Exercise goal>
Copy out the data below verbatim.

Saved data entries
PR #3598, opened 2026-02-21
Fix the control channel header conflicts with channel headers. Use single strategy for sharing capabilities with bit mask.

plorenz:


common/capabilities/consts.go
```diff
@@ -39,4 +39,8 @@ const (
 
 	// ControllerGroupedCtrlChan indicates support for grouped-underlay control channels
 	ControllerGroupedCtrlChan int = 5
+
+	// RouterMultiChannel indicates the router uses new (1000+) ControlHeaders IDs
+	// and supports multi-underlay control channels
+	RouterMultiChannel int = 1
```
andrewpmartinez, line 52: So does the prefix indicate who sends the header? If so, we should probably separate them and sort them based on who sends them. Based on the comments here, I have to intuit who sends and who reads.

common/ctrlchan/channel.go
```diff
@@ -194,13 +194,8 @@ func (self *BaseCtrlChannel) GetMessageSource(underlay channel.Underlay) channel
...
 
-func (self *BaseCtrlChannel) HandleTxFailed(_ channel.Underlay, sendable channel.Sendable) bool {
-	select {
-	case self.defaultMsgChan <- sendable:
-		return true
-	default:
-		return false
-	}
+func (self *BaseCtrlChannel) HandleTxFailed(_ channel.Underlay, _ channel.Sendable) bool {
+	return false
```
andrewpmartinez, line 201: Always false? This looks like it needs a comment or something.

plorenz: Added comment

common/capabilities/consts.go
plorenz: Separated the out for clarity :+1:

common/ctrlchan/channel.go
```diff
@@ -317,8 +312,8 @@ func (self *DialCtrlChannel) HandleUnderlayClose(ch channel.MultiChannel, underl
 }
 
 func (self *DialCtrlChannel) HandleUnderlayAccepted(ch channel.MultiChannel, underlay channel.Underlay) {
-	if underlayType := channel.GetUnderlayType(underlay); underlayType == ChannelTypeDefault {
-		self.hasDefaultChan.Store(true)
+	if channel.GetUnderlayType(underlay) == ChannelTypeHighPriority {
```
andrewpmartinez, line 318: Should this be encapsulated within `underlay`? underly.Type() or the like. I know it is optional, but if every underlay is untyped ("") or typed ("something") it would abstract where/what that header is.

plorenz: I thought about it, but there are a bunch of Underlay implementations and it felt clunky repeating the implementation over and over again

Issue #3597, opened 2026-02-20
Enable OIDC API by default


andrewpmartinez:
Until now, the OIDC capabilities for OpenZiti have been optional. For 2.0 they are now required and considered the default. The previous authentication API is now deprecated and will be removed in a later version, possibly v3.0. The legacy auth API remains in place to support older SDKs that do not support HA.

If the Edge OIDC API is not configured it will be auto configured by default using the following logic:

- The Edge Client API that matches the edge.api.address field will automatically have the OIDC API enabled on it, a warning log message is printed
- If no Edge Client APIs match the edge.api.address and there is only 1 Edge Client API, it will be added to that, a warning log message is printed
- If there are multiple Edge Client APIs and none of them match edge.api.address, the OIDC API is added to all of them, a warning log message is printed

PR #3605, opened 2026-02-25
fix.openziti.ziti.3597.OIDC.by.default

andrewpmartinez:
fixes https://github.com/openziti/ziti/issues/3597, enable OIDC by default

adds ability to have different sets of environment configs for tests
- adds ConfigSet struct as a configuration device for integration tests
  - allows entire environments to be defined as needed
  - original ats config set at "default-ats"
  - tests that do not specify a config set, use "default-ats" as before
- standardizes configuratoin location, naming, etc.
- adds README.md for the above
- updates testContext to now be config set aware

### DIFF
--- a/controller/env/routers.go
+++ b/controller/env/routers.go
@@ -28,6 +28,10 @@ type ApiRouterMiddleware interface {
 	AddMiddleware(ae *AppEnv)
 }
 
+type ApiRouterShutdown interface {
+	Shutdown(ae *AppEnv)
+}
+
 func AddRouter(rf ApiRouter) {
 	routers = append(routers, rf)
 }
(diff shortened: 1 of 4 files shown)


tests/configsets.go
```diff
@@ -0,0 +1,36 @@
...
+
+// DefaultATS is the standard full-stack config set used by the majority of the
+// integration test suite. It covers the controller, edge router, tunneler router,
+// transit router, and the fabric-only router pair used by link tests.
+var DefaultATS = ConfigSet{
+	Name:           "default-ats",
+	CtrlConfig:     "testdata/configs/default-ats/ctrl.yml",
+	EdgeRouter:     "testdata/configs/default-ats/edge-router.yml",
+	TunnelerRouter: "testdata/configs/default-ats/tunneler-router.yml",
+	TransitRouter:  "testdata/configs/default-ats/transit-router.yml",
```
dovholuknf, line 22: If i never saw another "transit" or "fabric" reference to a router. i'd be happy. i also see no distinction between those two imo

Result>
PR #3598, opened 2026-02-21
Fix the control channel header conflicts with channel headers. Use single strategy for sharing capabilities with bit mask.

plorenz:


common/capabilities/consts.go
```diff
@@ -39,4 +39,8 @@ const (
 
 	// ControllerGroupedCtrlChan indicates support for grouped-underlay control channels
 	ControllerGroupedCtrlChan int = 5
+
+	// RouterMultiChannel indicates the router uses new (1000+) ControlHeaders IDs
+	// and supports multi-underlay control channels
+	RouterMultiChannel int = 1
```
andrewpmartinez, line 52: So does the prefix indicate who sends the header? If so, we should probably separate them and sort them based on who sends them. Based on the comments here, I have to intuit who sends and who reads.

common/ctrlchan/channel.go
```diff
@@ -194,13 +194,8 @@ func (self *BaseCtrlChannel) GetMessageSource(underlay channel.Underlay) channel
...
 
-func (self *BaseCtrlChannel) HandleTxFailed(_ channel.Underlay, sendable channel.Sendable) bool {
-	select {
-	case self.defaultMsgChan <- sendable:
-		return true
-	default:
-		return false
-	}
+func (self *BaseCtrlChannel) HandleTxFailed(_ channel.Underlay, _ channel.Sendable) bool {
+	return false
```
andrewpmartinez, line 201: Always false? This looks like it needs a comment or something.

plorenz: Added comment

common/capabilities/consts.go
plorenz: Separated the out for clarity :+1:

common/ctrlchan/channel.go
```diff
@@ -317,8 +312,8 @@ func (self *DialCtrlChannel) HandleUnderlayClose(ch channel.MultiChannel, underl
 }
 
 func (self *DialCtrlChannel) HandleUnderlayAccepted(ch channel.MultiChannel, underlay channel.Underlay) {
-	if underlayType := channel.GetUnderlayType(underlay); underlayType == ChannelTypeDefault {
-		self.hasDefaultChan.Store(true)
+	if channel.GetUnderlayType(underlay) == ChannelTypeHighPriority {
```
andrewpmartinez, line 318: Should this be encapsulated within `underlay`? underly.Type() or the like. I know it is optional, but if every underlay is untyped ("") or typed ("something") it would abstract where/what that header is.

plorenz: I thought about it, but there are a bunch of Underlay implementations and it felt clunky repeating the implementation over and over again

Issue #3597, opened 2026-02-20
Enable OIDC API by default


andrewpmartinez:
Until now, the OIDC capabilities for OpenZiti have been optional. For 2.0 they are now required and considered the default. The previous authentication API is now deprecated and will be removed in a later version, possibly v3.0. The legacy auth API remains in place to support older SDKs that do not support HA.

If the Edge OIDC API is not configured it will be auto configured by default using the following logic:

- The Edge Client API that matches the edge.api.address field will automatically have the OIDC API enabled on it, a warning log message is printed
- If no Edge Client APIs match the edge.api.address and there is only 1 Edge Client API, it will be added to that, a warning log message is printed
- If there are multiple Edge Client APIs and none of them match edge.api.address, the OIDC API is added to all of them, a warning log message is printed

PR #3605, opened 2026-02-25
fix.openziti.ziti.3597.OIDC.by.default

andrewpmartinez:
fixes https://github.com/openziti/ziti/issues/3597, enable OIDC by default

adds ability to have different sets of environment configs for tests
- adds ConfigSet struct as a configuration device for integration tests
  - allows entire environments to be defined as needed
  - original ats config set at "default-ats"
  - tests that do not specify a config set, use "default-ats" as before
- standardizes configuratoin location, naming, etc.
- adds README.md for the above
- updates testContext to now be config set aware

### DIFF
--- a/controller/env/routers.go
+++ b/controller/env/routers.go
@@ -28,6 +28,10 @@ type ApiRouterMiddleware interface {
 	AddMiddleware(ae *AppEnv)
 }
 
+type ApiRouterShutdown interface {
+	Shutdown(ae *AppEnv)
+}
+
 func AddRouter(rf ApiRouter) {
 	routers = append(routers, rf)
 }
(diff shortened: 1 of 4 files shown)


tests/configsets.go
```diff
@@ -0,0 +1,36 @@
...
+
+// DefaultATS is the standard full-stack config set used by the majority of the
+// integration test suite. It covers the controller, edge router, tunneler router,
+// transit router, and the fabric-only router pair used by link tests.
+var DefaultATS = ConfigSet{
+	Name:           "default-ats",
+	CtrlConfig:     "testdata/configs/default-ats/ctrl.yml",
+	EdgeRouter:     "testdata/configs/default-ats/edge-router.yml",
+	TunnelerRouter: "testdata/configs/default-ats/tunneler-router.yml",
+	TransitRouter:  "testdata/configs/default-ats/transit-router.yml",
```
dovholuknf, line 22: If i never saw another "transit" or "fabric" reference to a router. i'd be happy. i also see no distinction between those two imo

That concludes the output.